EMF sensitivity is only "real" in the sense that it causes genuine suffering for those who are convinced they are suffering from it.
The topic isn't studied much because it's understood that the issue is not a physical matter. It's easy to demonstrate that someone's supposed EMF sensitivity matches to visual cues (seeing a WiFi router, seeing a cellular phone) but does not correlate to actual measured RF power.
Many people don't understand how electromagnetic radiation decays with distance. A WiFi router may emit 1 Watt of peak power during transmissions, but that power doesn't go directly into the body of someone nearby. If it did, there wouldn't be any power left for anyone to receive a signal on their phone, so this much is easy to prove. The amount of power reaching any one person minus the amount of power reflected away from their body would be measured in picowatts or less. A picowatt is 0.000000000001 Watts, which isn't enough power to do much of anything.
A common mistake is to confuse studies at different frequencies or power levels, or to confuse electromagnetic radiation with magnetic fields. For example,
@Pyrrhus posted a study above showing that extremely powerful pulses at 50Hz and 1mT could cause observable effects in slices of animal brains.
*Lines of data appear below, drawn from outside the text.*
PR #217, opened 2017-08-18
Update tls_pem to support new format

Nino-K:
- Now cert_chain and private_key must be specified when providing tls_pem
- This PR must be bumped with corresponding change in routing release

[#150267695]

Signed-off-by: Edwin Xie <exie@pivotal.io>

PR #218, opened 2017-08-22
Split router.tls_pem into two properties

aaronshurley:
- Instead of a single string, we are separating tls_pem to include cert_chain
  and private_key.

[#150451369]

Signed-off-by: Gabriel Rosenhouse <grosenhouse@pivotal.io>


aaronshurley:
Didn't realize we already had this one open https://github.com/cloudfoundry/cf-deployment/pull/217

Closing.

PR #219, opened 2017-08-24
Update path from silk-cni to cni

chinangela:
This should not be merged until v1.6.0 is cut. We will bump this thread when that happens.

[#150179537]


chinangela:
Hi,

We have cut v1.6.0, so this PR should be good to merge.

Cheers,
Angela

PR #221, opened 2017-08-29
Fix vm type for bits-service

egurnov:
Since the last pull-request cloudfoundry/cf-deployment#206 was filed, the types of VMs used in deployment changed, which breaks bits-service operations file. This fix makes it use the new VM type.


staylor14:
Hi @egurnov!  We fixed this by hand earlier.  Thanks for the PR, though!

PR #227, opened 2017-09-06
Add ops files for nfs...

julian-hj:
plus incremental nfs/ldap integration, and bbr script deployment for nfs-broker [#150832541](https://www.pivotaltracker.com/story/show/150832541)

NOTE: we test these ops files in the persi pipeline using persi acceptance tests in various flavors, but it might be a good idea to do some smoke level testing of nfs in one of the rel-int pipelines.  If that's something y'all are interested in, let us know and maybe we can XTP when you pull in this PR.

find us on #persi in cf-slack

Thanks!

pretty please

### DIFF
--- a/operations/enable-nfs-volume-service.yml
+++ b/operations/enable-nfs-volume-service.yml
@@ -1,19 +1,18 @@
----
 - type: replace
   path: /releases/-
   value:
     name: nfs-volume
-    version: 1.0.4
-    url: https://bosh.io/d/github.com/cloudfoundry-incubator/nfs-volume-release?v=1.0.4
-    sha1: b2c22394d30c212a9e6dfcdd0abf5879e931ebfe
+    version: 1.0.9
+    url: https://bosh.io/d/github.com/cloudfoundry-incubator/nfs-volume-release?v=1.0.9
+    sha1: 5def43a385b66a8daeee7ca63b18fb7ef9e6b63f
 
 - type: replace
   path: /releases/-
   value:
     name: broker-registrar
-    version: 3.2.2
-    url: https://bosh.io/d/github.com/cloudfoundry-community/broker-registrar-boshrelease?v=3.2.2
-    sha1: f82c6a346d871ccb9835b8e6341f966cf7ebc7c9
+    version: 3.3.1
+    url: https://bosh.io/d/github.com/cloudfoundry-community/broker-registrar-boshrelease?v=3.3.1
+    sha1: 3625828feca7134fd895adf0470bfd91b628bc22
 
 - type: replace
   path: /variables/-
@@ -50,16 +49,18 @@
   path: /instance_groups/-
   value:
     name: nfsbroker
-    azs: [z1, z2]
-    instances: 2
+    azs: [z1]
+    instances: 1
     stemcell: default
-    vm_type: minimal
+    vm_type: m3.medium
     networks: [ name: default ]
     jobs:
     - name: consul_agent
       release: consul
       consumes:
-        consul: {from: consul_server}
+        consul_common: {from: consul_common_link}
+        consul_server: nil
+        consul_client: {from: consul_client_link}
     - name: nfsbroker
       release: nfs-volume
       properties:
@@ -93,7 +94,7 @@
     instances: 1
     azs: [z1]
     lifecycle: errand
-    vm_type: minimal
+    vm_type: default
     stemcell: default
     networks: [{name: default}]
     jobs:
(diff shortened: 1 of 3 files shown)


dsabeti:
Hey @julian-hj. Thanks for the PR! I've got a few pieces of early feedback:
- One of our goals for cf-deployment is to reduce the amount of required configuration that operators will need to provide when they deploy. Part of that means using defaults wherever it's reasonable. I'm going to leave the specific feedback in in-line comments, but if we can use defaults specified by releases, or hard-code them in the manifest, rather than create variables for them, then the operator has less to configure. I'll leave more specific feedback in in-line comments.
- We should probably move all of these files -- including `operations/community/enable-volume-service-nfs.yml` into `operations/experimental` directory
- This PR should be made against the `develop` branch

operations/enable-nfs-volume-service.yml
```diff
@@ -93,7 +94,7 @@
     instances: 1
     azs: [z1]
     lifecycle: errand
-    vm_type: minimal
+    vm_type: default
```
dsabeti: We should probably keep the `vm_type: minimal`. It doesn't really make sense to call a vm_type "default"

operations/experimental/enable-nfs-broker-backup.yml
```diff
@@ -0,0 +1,14 @@
+---
+  - type: replace
+    path: /instance_groups/name=backup-restore/jobs/-
+    value:
+      name: nfsbroker-bbr
+      release: nfs-volume
+      properties:
+        nfsbroker:
+          db_driver: ((nfsbroker-db-driver))
```
dsabeti: `db_driver` is always set to `mysql` in the `enable-volume-service-nfs.yml` ops-file. Let's assume mysql here as well, and we can add a separate ops-file for using postgres if we want.

operations/experimental/enable-nfs-broker-backup.yml
```diff
@@ -0,0 +1,14 @@
...
+          db_username: ((nfsbroker-db-username))
```
dsabeti: This is currently set to `nfs-broker` in `enable-volume-service-nfs.yml`: https://github.com/cloudfoundry/cf-deployment/blob/master/operations/community/enable-volume-service-nfs.yml#L71

operations/experimental/enable-nfs-broker-backup.yml
```diff
@@ -0,0 +1,14 @@
...
+          db_password: ((nfsbroker-db-password))
+          db_hostname: ((nfsbroker-db-hostname))
```
dsabeti: This value is hard-coded as well: https://github.com/cloudfoundry/cf-deployment/blob/master/operations/community/enable-volume-service-nfs.yml#L73

operations/experimental/enable-nfs-broker-backup.yml
```diff
@@ -0,0 +1,14 @@
...
+          db_port: ((nfsbroker-db-port))
+          db_name: ((nfsbroker-db-name))
```
dsabeti: ... as are port and db name: https://github.com/cloudfoundry/cf-deployment/blob/master/operations/community/enable-volume-service-nfs.yml#L74-L75

julian-hj:
Thanks for the feedback.  Fair points all.

We separated out parameters for the bbr database because of the way we run DRATS tests--for DRATS we cf-push the broker and feed it an AWS RDB instance so that we can easily tamper with it during the "disaster" part of the test.  But on reflection, that doesn't really make sense in the context of cf-deployment, and we would need to change it before you would be able to run our DRATS test in your pipelines anyway, so we'll go fix DRATS to use the database and broker that are provisioned in the ops file & resubmit.

Regarding use of the "experimental" folder...are you suggesting that because the feature isn't tested in rel-int pipelines yet, or for some other reason?  nfs-volume-release itself isn't in any way experimental, but if the intent is to put the ops files there until nfs & its tests can be added to a pipeline, then that makes sense to me I guess.

Regarding the PR to master branch...doh.  I intended to PR to develop, but subsequently totally forgot about it.  Sorry!

dsabeti:
@julian-hj, yup, I think I was mistaken to suggest experimental. Let's put all of the ops-files -- including the one that currently lives in the `community` directory -- into the top level `operations` directory. Part of merging this PR (or perhaps a separate story that blocks this PR) will be to add testing in the RelInt pipeline for this.

julian-hj:
closing this PR as it targets the wrong branch--will resubmit improved OPs files to the develop branch early next week.

PR #229, opened 2017-09-11
Remove unused cc properties from worker and clock

tcdowney:
We've recently completed some work on CAPI ([#136759317](https://www.pivotaltracker.com/story/show/136759317)) to remove unused properties from our component spec files.  This made the following properties in the various Cloud Controller jobs unnecessary.

🚫  **WARNING** 🚫 
Please wait until the CAPI release that contains the necessary spec file changes has made it into `cf-deployment` before merging this.

We expect this will be in `capi-release` **1.42.0**, but please double check with us first.  Thanks!

### DIFF
--- a/operations/bosh-lite.yml
+++ b/operations/bosh-lite.yml
@@ -166,34 +166,9 @@
   - public_networks
   - dns
   - load_balancer
-- type: replace
-  path: /instance_groups/name=cc-worker/jobs/name=cloud_controller_worker/properties/cc/default_running_security_groups
-  value:
-  - public_networks
-  - dns
-  - load_balancer
-- type: replace
-  path: /instance_groups/name=cc-clock/jobs/name=cloud_controller_clock/properties/cc/default_running_security_groups
-  value:
-  - public_networks
-  - dns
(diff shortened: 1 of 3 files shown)


operations/bosh-lite.yml
```diff
@@ -166,39 +166,14 @@
   - public_networks
   - dns
   - load_balancer
-- type: replace
```
tcdowney: This was the only ops-file that we use that broke due to this change, but we did not test all of them.

dsabeti:
Hey @tcdowney, it looks like the failure is a result [these operations in `operations/test/add-persistent-isolation-segment-router.yml`](https://github.com/cloudfoundry/cf-deployment/blob/master/operations/test/add-persistent-isolation-segment-router.yml#L91-L97). 

The ops-file is adding the isolation segment's app_domain to the list of app_domains, which are no longer specified for the worker or clock. I'm pretty sure the fix is to update the ops-file not to modify the app_domains for those components.

tcdowney:
Thanks @dsabeti! Those lines have been removed. 🚫

PR #236, opened 2017-09-19
vm_extensions required by cf on bosh-lite

spikymonkey:
Hi cf-deployment,

Following the [instructions in the README](https://github.com/cloudfoundry/cf-deployment#step-1-pave-your-iaas-and-get-a-bosh-director) for using cf-deployment on bosh-lite, I found that the provided cloud-config.yml is missing a couple of required vm_extensions. Hope this helps.

### DIFF
--- a/bosh-lite/cloud-config.yml
+++ b/bosh-lite/cloud-config.yml
@@ -45,6 +45,8 @@ vm_extensions:
     - host: 80
     - host: 443
     - host: 2222
+- name: cf-router-network-properties
+- name: diego-ssh-proxy-network-properties
 - name: cf-tcp-router-network-properties
   cloud_properties:
     ports:


dsabeti:
Hey @spikymonkey. Thanks for the PR. This seems like the correct direction to head in, but there's a bit more to do.

If you look in the bosh-lite ops-file, [we clobber the vm_extensions and add a new one called `ssh-proxy-and-router-lb`](https://github.com/cloudfoundry/cf-deployment/blob/master/operations/bosh-lite.yml#L208-L211). That vm_extension is defined  in the bosh-lite cloud-config, and it opens up [ports for HTTP, HTTPS, and SSH](https://github.com/cloudfoundry/cf-deployment/blob/master/bosh-lite/cloud-config.yml#L42-L47).

To take your PR, we'd probably want to make it so that the two vm_extensions that you've (re-)added each open their necessary ports. Then, we'd want to remove the vm_extension override from the bosh-lite ops-file. After those changes, we'd essentially replace `ssh-proxy-and-router-lb` with two vm_extensions that match the main manifest.

Would y'all be willing to make that change?

spikymonkey:
Hi @dsabeti, thanks for taking a look at this. I've just created #242 as a replacement, so I'll close this one down.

Such a study might be useful in the context of Transcranial Magnetic Stimulation (TMS), but it's not relevant to something like using your cellular phone due to the different frequencies (differing by a factor of 100,000,000) and different types of field (electromagnetic waves compared to magnetic pulses).
To put it in perspective: The field strength used in that study was 1 mT. A typical refrigerator magnet, which can hold papers to a steel surface, is around 5mT. Your cellular phone and WiFi router certainly aren't coming anywhere near that strength in the B-field.
I could write all day about this (it overlaps with my academic background) but the unfortunate reality is that it probably doesn't matter much. Those who are convinced that they react to RF radiation sickness are not actually suffering from direct effects of electromagnetic radiation in the air. The types of reactions experienced by sufferers don't actually correlate to measured RF levels, but rather to the perception of the presence of RF generating devices.